Collected data:
------------------------------------
PR #1257, opened 2024-12-11
Refactor SUSE repo cleanup and local path generation logic supporting Akamai CDN

paragjain0910:
## Description

- Refined `make_local_path` to handle URLs from both SUSE domains (`https://updates.suse.com%` and `https://dl.suse.com%`) 
  - The method is called during repository creation and update in rmt.
  - Some repository URLs contain `/repo` in the path, such as `https://updates.suse.com/repo/$RCE/SLES10-SP4-LTSS-Updates/sles-10-x86_64/` in SCC. When synced and mirrored, these URLs would lead to incorrect directory paths locally.
  - For example, the URL `https://updates.suse.com/repo/$RCE/...` would be updated to `https://dl.suse.com/repo/$RCE/...`. Without this fix, mirrored repositories would incorrectly create local paths like `/repo/repo/...`.
  - The local path generation now correctly removes the `/repo` prefix, ensuring the correct local path structure.

- Updated `remove_suse_repos_without_tokens!` to delete repositories with URLs from both the old (`https://updates.suse.com%`) and new (`https://dl.suse.com%`) CDN domains when `auth_token` is `nil`.
  - This method is called during the sync and import workflows. Previously, only repositories with URLs starting with `https://updates.suse.com%` were cleared.
  - After the migration to the new CDN, repositories with URLs starting with `https://dl.suse.com%` are now also deleted when lacking an authentication token.

* Related Issue / Ticket / Trello card:  

https://trello.com/c/YFbHJEkq/3669-edgxit-test-migration-to-new-cdn-domain-auth-token-with-rmt

## Review

### DIFF
--- a/app/models/repository.rb
+++ b/app/models/repository.rb
@@ -21,6 +21,11 @@ class Repository < ApplicationRecord
   before_destroy :ensure_destroy_possible
 
   class << self
+
+    def remove_suse_repos_without_tokens!
+      where(auth_token: nil).where("external_url LIKE '%.suse.com%'").where(installer_updates: 0).delete_all
+    end
+
     # Mangles remote repo URL to make a nicer local path, see specs for examples
     def make_local_path(url)
       uri = URI(url)
--- a/app/models/repository.rb
+++ b/app/models/repository.rb
@@ -21,18 +21,12 @@ class Repository < ApplicationRecord
   before_destroy :ensure_destroy_possible
 
   class << self
-
-    def remove_suse_repos_without_tokens!
-      where(auth_token: nil)
-        .where("external_url LIKE 'https://updates.suse.com%' OR external_url LIKE 'https://dl.suse.com%'")
-        .delete_all
-    end
-
     # Mangles remote repo URL to make a nicer local path, see specs for examples
     def make_local_path(url)
       uri = URI(url)
       path = uri.path.to_s
-      path.gsub!(%r{^/repo}, '') if (uri.hostname == 'updates.suse.com' || uri.hostname == 'dl.suse.com')
+      # drop '/repo' from SLE11 paths, to avoid double /repo/repo in local storage path.
+      path.gsub!(%r{^/repo/\$RCE/}, '/$RCE/')
       (path == '') ? '/' : path
     end
 
--- a/app/models/repository.rb
+++ b/app/models/repository.rb
@@ -23,7 +23,7 @@ class Repository < ApplicationRecord
   class << self
 
     def remove_suse_repos_without_tokens!
-      where(auth_token: nil).where("external_url LIKE '%.suse.com%'").where(installer_updates: 0).delete_all
+      where(auth_token: nil).where("external_url LIKE '%.suse.com%'").where(installer_updates: 0).where.not(scc_id: nil).delete_all
     end
 
     # Mangles remote repo URL to make a nicer local path, see specs for examples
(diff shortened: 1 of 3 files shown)


lagartoflojo:
Do we need to somehow handle the installer-updates.suse.com domain (which will transition to dl-public.suse.com)?
That domain hosts files that don't require an auth token.

digitaltom:
> Do we need to somehow handle the installer-updates.suse.com domain (which will transition to dl-public.suse.com)? That domain hosts files that don't require an auth token.

There's nothing specific about installer-updates.suse.com in RMT, should be good.

app/models/repository.rb
```diff
@@ -23,14 +23,16 @@ class Repository < ApplicationRecord
...
+        .where("external_url LIKE 'https://updates.suse.com%' OR external_url LIKE 'https://dl.suse.com%'")
+        .delete_all
     end
 
     # Mangles remote repo URL to make a nicer local path, see specs for examples
     def make_local_path(url)
       uri = URI(url)
       path = uri.path.to_s
-      path.gsub!(%r{^/repo}, '') if (uri.hostname == 'updates.suse.com')
+      path.gsub!(%r{^/repo}, '') if (uri.hostname == 'updates.suse.com' || uri.hostname == 'dl.suse.com')
```
digitaltom, line 35: I'd suggest to do

```suggestion
      path.gsub!(%r{^/repo/\$RCE/}, '/\$RCE/') # drop '/repo' from SLE11 paths, to avoid double /repo/repo in local storage path.
```
to avoid further hostname hardcoding.

app/models/repository.rb
```diff
@@ -23,14 +23,16 @@ class Repository < ApplicationRecord
   class << self
 
     def remove_suse_repos_without_tokens!
-      where(auth_token: nil).where('external_url LIKE ?', 'https://updates.suse.com%').delete_all
+      where(auth_token: nil)
+        .where("external_url LIKE 'https://updates.suse.com%' OR external_url LIKE 'https://dl.suse.com%'")
+        .delete_all
```
digitaltom, line 28: Let's research a bit why this gets done at all here and if it could possibly get dropped.

paragjain0910: Removed the function as rmt would not have any repos from updates.suse.com without auth-token

app/models/repository.rb
paragjain0910: path.gsub!(%r{^/repo/\$RCE/}, '/$RCE/')

added the above.

ngetahun:
[[EDGXIT] Test migration to new CDN domain + auth token with RMT](https://trello.com/c/YFbHJEkq/3669-edgxit-test-migration-to-new-cdn-domain-auth-token-with-rmt)

paragjain0910:
The following are the different kind of repos that exists in scc.suse.com.

| **Source URL**                        | **Number of Repos** |
|---------------------------------------|---------------------|
| https://updates.suse.com              | 6025                |
| https://download.opensuse.org/        | 7                   |
| http://download.opensuse.org/         | 30                  |
| http://www.broadcom.com               | 1                   |
| https://public.dhe.ibm.com            | 4                   |
| http://www.lsi.com                    | 1                   |
| https://developer.download.nvidia.com | 2                   |
| http://download.nvidia.com            | 8                   |
| https://download.nvidia.com           | 10                  |
| https://cdn.opensuse.org              | 3                   |
| https://installer-updates.suse.com    | 54                  |
| **Total**                             | **6145**            |

app/models/repository.rb
paragjain0910: done and removed dependency from domain names

digitaltom (approved):
Please add a changelog entry, stating that RMT is enabled to handle the new dl.suse.com CDN domain.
------------------------------------
From the opening line of the data above through the line holding "- The method", give every line again exactly as it stands.

REPLY:
PR #1257, opened 2024-12-11
Refactor SUSE repo cleanup and local path generation logic supporting Akamai CDN

paragjain0910:
## Description

- Refined `make_local_path` to handle URLs from both SUSE domains (`https://updates.suse.com%` and `https://dl.suse.com%`) 
  - The method is called during repository creation and update in rmt.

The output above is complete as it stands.